-- Opening Marker --

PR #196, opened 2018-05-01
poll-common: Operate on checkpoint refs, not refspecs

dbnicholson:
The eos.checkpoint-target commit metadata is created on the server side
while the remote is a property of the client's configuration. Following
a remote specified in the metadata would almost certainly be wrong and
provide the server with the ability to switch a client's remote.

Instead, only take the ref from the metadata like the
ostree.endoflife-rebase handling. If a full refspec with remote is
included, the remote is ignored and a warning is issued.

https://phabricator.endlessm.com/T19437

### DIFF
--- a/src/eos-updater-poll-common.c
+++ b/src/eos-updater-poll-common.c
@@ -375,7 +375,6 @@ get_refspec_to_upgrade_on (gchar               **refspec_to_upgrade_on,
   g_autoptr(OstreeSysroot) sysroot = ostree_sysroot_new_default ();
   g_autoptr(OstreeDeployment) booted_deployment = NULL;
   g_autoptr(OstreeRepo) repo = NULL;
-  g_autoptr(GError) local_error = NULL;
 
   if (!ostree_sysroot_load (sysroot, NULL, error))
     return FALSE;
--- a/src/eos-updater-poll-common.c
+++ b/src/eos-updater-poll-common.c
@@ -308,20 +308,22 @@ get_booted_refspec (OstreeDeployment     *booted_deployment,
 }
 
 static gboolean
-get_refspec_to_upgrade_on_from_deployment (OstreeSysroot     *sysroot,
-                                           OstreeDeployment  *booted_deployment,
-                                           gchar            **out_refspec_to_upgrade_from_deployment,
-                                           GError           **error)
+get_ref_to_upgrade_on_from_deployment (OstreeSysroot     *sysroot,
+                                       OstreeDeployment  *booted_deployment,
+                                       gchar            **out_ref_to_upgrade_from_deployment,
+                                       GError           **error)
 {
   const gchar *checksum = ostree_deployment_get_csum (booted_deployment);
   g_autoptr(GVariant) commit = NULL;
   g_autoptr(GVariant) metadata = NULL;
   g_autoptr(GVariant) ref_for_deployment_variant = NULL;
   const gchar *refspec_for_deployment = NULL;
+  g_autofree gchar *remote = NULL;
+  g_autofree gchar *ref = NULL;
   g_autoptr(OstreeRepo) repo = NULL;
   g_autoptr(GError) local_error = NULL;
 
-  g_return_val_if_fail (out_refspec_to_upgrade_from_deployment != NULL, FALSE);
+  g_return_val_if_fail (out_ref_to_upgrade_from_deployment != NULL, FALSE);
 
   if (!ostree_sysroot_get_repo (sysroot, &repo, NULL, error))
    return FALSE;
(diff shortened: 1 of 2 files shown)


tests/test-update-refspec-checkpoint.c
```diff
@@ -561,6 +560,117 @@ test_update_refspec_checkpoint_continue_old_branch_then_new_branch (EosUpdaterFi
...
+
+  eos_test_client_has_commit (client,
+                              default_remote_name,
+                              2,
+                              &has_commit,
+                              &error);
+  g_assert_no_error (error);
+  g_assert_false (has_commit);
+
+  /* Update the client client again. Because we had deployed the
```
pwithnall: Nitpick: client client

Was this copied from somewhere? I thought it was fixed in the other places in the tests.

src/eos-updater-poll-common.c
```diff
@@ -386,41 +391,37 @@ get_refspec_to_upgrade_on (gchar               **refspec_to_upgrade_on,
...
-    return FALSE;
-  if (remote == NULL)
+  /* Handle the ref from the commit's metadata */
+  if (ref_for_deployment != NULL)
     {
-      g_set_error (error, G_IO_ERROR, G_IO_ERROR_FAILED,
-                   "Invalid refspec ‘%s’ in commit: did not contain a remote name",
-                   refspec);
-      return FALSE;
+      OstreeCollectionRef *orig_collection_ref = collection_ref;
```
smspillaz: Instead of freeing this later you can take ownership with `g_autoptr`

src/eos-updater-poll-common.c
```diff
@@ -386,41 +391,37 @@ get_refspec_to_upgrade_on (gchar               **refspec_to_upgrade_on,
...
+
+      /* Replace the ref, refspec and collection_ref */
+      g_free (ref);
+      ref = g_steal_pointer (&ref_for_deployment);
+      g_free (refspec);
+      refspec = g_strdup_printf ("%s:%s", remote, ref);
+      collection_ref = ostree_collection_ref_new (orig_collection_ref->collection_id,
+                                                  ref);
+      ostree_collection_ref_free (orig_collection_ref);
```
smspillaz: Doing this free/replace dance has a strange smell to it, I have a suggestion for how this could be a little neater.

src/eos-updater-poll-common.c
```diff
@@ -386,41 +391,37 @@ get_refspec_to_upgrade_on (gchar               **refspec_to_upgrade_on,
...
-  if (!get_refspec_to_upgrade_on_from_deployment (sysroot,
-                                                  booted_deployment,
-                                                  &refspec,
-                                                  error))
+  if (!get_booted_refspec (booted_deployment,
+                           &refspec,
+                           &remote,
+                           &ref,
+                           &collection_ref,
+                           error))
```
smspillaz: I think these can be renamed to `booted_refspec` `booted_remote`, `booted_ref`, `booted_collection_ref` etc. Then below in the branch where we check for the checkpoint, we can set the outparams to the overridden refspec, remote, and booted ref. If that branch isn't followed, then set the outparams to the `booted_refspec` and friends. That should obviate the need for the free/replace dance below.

-- Closing Marker --
-- Opening Marker --

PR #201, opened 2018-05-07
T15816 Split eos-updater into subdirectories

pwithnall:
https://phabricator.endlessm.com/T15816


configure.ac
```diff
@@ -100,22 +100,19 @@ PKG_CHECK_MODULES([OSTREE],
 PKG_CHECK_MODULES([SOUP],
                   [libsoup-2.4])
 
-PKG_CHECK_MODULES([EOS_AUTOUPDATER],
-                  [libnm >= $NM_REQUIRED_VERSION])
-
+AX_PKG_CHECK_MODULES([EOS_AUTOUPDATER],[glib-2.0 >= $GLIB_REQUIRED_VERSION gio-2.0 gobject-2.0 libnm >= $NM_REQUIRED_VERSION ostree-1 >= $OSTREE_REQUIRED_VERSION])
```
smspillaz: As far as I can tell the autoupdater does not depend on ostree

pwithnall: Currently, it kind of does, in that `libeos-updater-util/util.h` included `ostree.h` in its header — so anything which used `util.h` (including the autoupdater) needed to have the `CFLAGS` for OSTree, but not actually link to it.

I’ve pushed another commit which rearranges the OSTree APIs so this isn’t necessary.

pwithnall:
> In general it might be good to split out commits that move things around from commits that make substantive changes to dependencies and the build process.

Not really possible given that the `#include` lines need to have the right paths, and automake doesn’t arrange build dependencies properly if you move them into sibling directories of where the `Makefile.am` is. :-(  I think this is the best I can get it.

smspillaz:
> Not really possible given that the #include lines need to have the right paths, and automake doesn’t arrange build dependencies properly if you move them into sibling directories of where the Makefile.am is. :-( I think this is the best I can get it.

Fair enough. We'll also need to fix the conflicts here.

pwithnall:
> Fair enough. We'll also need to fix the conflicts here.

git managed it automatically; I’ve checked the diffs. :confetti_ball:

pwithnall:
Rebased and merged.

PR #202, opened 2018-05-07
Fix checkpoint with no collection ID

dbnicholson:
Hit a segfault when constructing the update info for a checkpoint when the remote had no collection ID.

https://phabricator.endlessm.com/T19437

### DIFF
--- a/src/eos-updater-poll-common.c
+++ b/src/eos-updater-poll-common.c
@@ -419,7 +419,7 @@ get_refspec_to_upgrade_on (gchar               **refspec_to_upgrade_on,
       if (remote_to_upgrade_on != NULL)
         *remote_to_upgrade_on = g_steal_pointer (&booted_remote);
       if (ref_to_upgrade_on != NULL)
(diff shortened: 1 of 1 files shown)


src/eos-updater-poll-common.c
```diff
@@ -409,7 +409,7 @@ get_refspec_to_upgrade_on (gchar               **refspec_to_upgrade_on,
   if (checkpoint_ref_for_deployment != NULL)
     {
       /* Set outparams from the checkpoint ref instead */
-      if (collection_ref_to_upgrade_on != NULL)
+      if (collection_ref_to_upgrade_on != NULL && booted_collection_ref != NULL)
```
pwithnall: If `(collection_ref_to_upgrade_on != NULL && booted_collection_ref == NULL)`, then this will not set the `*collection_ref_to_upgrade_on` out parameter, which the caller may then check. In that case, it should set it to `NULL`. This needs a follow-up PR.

-- Closing Marker --

_Problem statement:_ From the records above, state how many lines contain the word "GError", and leave out everything else.

_Reply:_ 4